Par Julie - 4 minutes de lecture

Une assurance vie est un contrat à travers lequel l’assureur prend l’engagement de verser une rente au souscripteur, moyennant une prime. Les bénéfices rattachés à un contrat d’assurance vie sont assujettis à des prélèvements suivant des critères particuliers. Si vous vous demandez s’il y a des prélèvements sociaux sur une assurance vie, découvrez l’essentiel à savoir.

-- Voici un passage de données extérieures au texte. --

PR #22551, opened 2021-10-14
update to python 3.8.10

adeebshihadeh:


EwoutH:
Why 3.8.10 and not 3.8.12, if I may ask?

PR #22554, opened 2021-10-14
ModelDataRaw struct part 2

gregjhogan:
follow up to https://github.com/commaai/openpilot/pull/22544

### DIFF
--- a/selfdrive/common/modeldata.h
+++ b/selfdrive/common/modeldata.h
@@ -1,11 +1,14 @@
 #pragma once
+
+#include <array>
+
 const int  TRAJECTORY_SIZE = 33;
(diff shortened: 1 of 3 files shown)


gregjhogan:
ready for review, process replay failure is due to us previously logging position std as value directly from the model, but apparently it should have been exp(std) like we do for pose

gregjhogan:
> ready for review, process replay failure is due to us previously logging position std as value directly from the model, but apparently it should have been exp(std) like we do for pose

will be fixed by https://github.com/commaai/openpilot/pull/22593 at which point outputs will match exactly and tests will pass

gregjhogan:
@HaraldSchafer I think this is good to merge now

Issue #22555, opened 2021-10-14
replay: malloc(): corrupted top size, corrupted size vs. prev_size, double free or corruption (!prev)


osekom:
### Describe the bug

hi, I am trying to reproduce the command "./replay '0c7f0c7f0c7f0c7f|2021-10-13--13-00-00' --dcam --ecam" for the CTF comma_hack but I get the following errors:

./replay '0c7f0c7f0c7f0c7f|2021-10-13--13-00-00' --dcam --ecam
services  std::vector(sensorEvents, gpsNMEA, deviceState, can, controlsState, pandaStates, peripheralState, radarState, roadEncodeIdx, liveTracks, sendcan, logMessage, liveCalibration, androidLog, carState, carControl, longitudinalPlan, procLog, gpsLocationExternal, ubloxGnss, clocks, ubloxRaw, liveLocationKalman, liveParameters, cameraOdometry, lateralPlan, thumbnail, carEvents, carParams, roadCameraState, driverCameraState, driverEncodeIdx, driverState, driverMonitoringState, wideRoadEncodeIdx, wideRoadCameraState, modelV2, managerState, uploaderState, testJoystick)
load route "0c7f0c7f0c7f0c7f|2021-10-13--13-00-00" with 4 valid segments
seeking to 0
downloading segment 0 ...
downloading segment 1 ...
downloading segment 2 ...
merge segments std::vector(0, 1, 2)
camera[2] frame size 1928x1208
start vipc server
Starting listener for: camerad
camera[1] frame size 1928x1208
restart vipc server
Stopping listener for: camerad
Starting listener for: camerad
camera[0] frame size 1928x1208
restart vipc server
Stopping listener for: camerad
Starting listener for: camerad
malloc(): corrupted top size
Aborted (core dumped)

or:

./replay '0c7f0c7f0c7f0c7f|2021-10-13--13-00-00' --dcam --ecam
[...]

PR #22572, opened 2021-10-16
Replay/framereader: fix c3 qcamera padding problem

deanlee:
use libyuv to convert yuv to rgb , and fixed the padding problem.it's also 2x faster than  `avpicture_fill`&`sws_scale`

before:
wrong2

after:
gd2


pd0wm:
Great. Looks like there were other issues as well with the previous implementation:

> I ran into the same thing on Debian 11, I think the RGB buffer isn't padded out to the right alignment when it's allocated, and sws_scale may write off the end, depending on which vectorized implementation is used. I haven't looked into it further yet, but my workaround was to edit line 167 and double the size of the allocation.
https://discord.com/channels/469524606043160576/524594418628558878/898977054551339038

deanlee:
> Great. Looks like there were other issues as well with the previous implementation:
> 
> > I ran into the same thing on Debian 11, I think the RGB buffer isn't padded out to the right alignment when it's allocated, and sws_scale may write off the end, depending on which vectorized implementation is used. I haven't looked into it further yet, but my workaround was to edit line 167 and double the size of the allocation.
> > https://discord.com/channels/469524606043160576/524594418628558878/898977054551339038

yes, that might lead to random crash like  #22555

PR #22579, opened 2021-10-16
WIP: Support for Intel macOS Monterey 12.0

jererobles:
Solves weird quirks I had trying to compile openpilot on MBP 16"
* Homebrew path was different
* openssl path was different
* Acados was pointing to non existing dir from repo in Sconstruct
* Linker had issues finding OpenGL/CL
* rpath usage had incorrect format for macOS
* Missing array import


bravech:
I believe the missing array import is due to using libc++ instead of libstdc++

adeebshihadeh:
Thanks for the PR, but I'm going to close this in favor of the more complete #23365.

PR #22580, opened 2021-10-16
hyundai: match stock when aeb is disabled

gregjhogan:
openpilot longitudinal for hyundai doesn't have AEB so we should match stock when you manually disable AEB


gregjhogan:
confirmed this matches manually disabled AEB (show orange indicator on dash) should be good to merge

pd0wm:
Do you have a picture of what the alert looks like?

pd0wm:
That looks ok to me. I'm sure we're going to get questions about it though ("Why is my car faulted?"), so maybe put a comment here: https://github.com/commaai/openpilot/blob/master/selfdrive/car/hyundai/interface.py#L28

Que faut-il savoir sur les prélèvements sociaux d’une assurance vie ?

Les bénéfices acquis par un contrat d’assurance vie sont assujettis aux prélèvements sociaux assurance vie, et cela, même en étant dispensés d’impôts. Les critères de recouvrement régissant les contrats dépendent de la nature du contrat souscrit. Ils sont établis également en fonction de la nature du produit de placement dans lequel la prime versée a été investie. Si les prélèvements sont effectués sur des bénéfices assujettis au barème progressif d’impôt, une partie de la CSG payée pourra être déduite des revenus imposés.

Quelle imposition pour un contrat d’assurance vie monosupport ?

De manière générale, les bénéfices acquis par les assurances vie monosupport sont subordonnés aux prélèvements sociaux tous les ans. À la suite du décès du souscripteur, la partie des gains générés depuis l’inscription n’est pas épargnée de prélèvements sociaux.

Ces derniers sont effectués par la compagnie d’assurance sur les gains acquis au cours de l’année. L’assureur se charge ensuite de les reverser aux services du fisc. Depuis 2018, le taux global des prélèvements sociaux s’élève à 17,2 %. Ce taux est prélevé suivant divers points : 9,2 % pour la CSG, 7,5 % de prélèvement de solidarité et enfin un taux de 0,5 % pour la CRDS.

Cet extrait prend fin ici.